From the line that contains "fzyzcjy, line 19: nit: shall" to the last line of the records below, retype each line exactly; leave out everything else.
Segment Start: Given information
PR #11207, opened 2025-10-04
fix: disable deepgemm on hopper cu124 temporarily

zhyncs:
## Checklist

### DIFF
--- a/python/sglang/srt/layers/quantization/deep_gemm_wrapper/configurer.py
+++ b/python/sglang/srt/layers/quantization/deep_gemm_wrapper/configurer.py
@@ -1,5 +1,7 @@
 import logging
 
+import torch
+
 from sglang.srt.utils import get_bool_env_var, get_device_sm, is_blackwell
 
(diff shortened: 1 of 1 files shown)


zhyncs:
@Fridge003 @fzyzcjy @Alcanderian

python/sglang/srt/layers/quantization/deep_gemm_wrapper/configurer.py
```diff
@@ -9,7 +11,9 @@ def _compute_enable_deep_gemm():
     sm_version = get_device_sm()
     if sm_version < 90:
         return False
-
+    if sm_version == 90 and torch.version.cuda is not None:
+        if torch.version.cuda != "12.8" and torch.version.cuda != "12.9":
+            return False
```
fzyzcjy, line 19: nit: shall we only disable when is_in_ci()

zhyncs: deepep tests will fail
Segment End: Given information
● Answer section
fzyzcjy, line 19: nit: shall we only disable when is_in_ci()

zhyncs: deepep tests will fail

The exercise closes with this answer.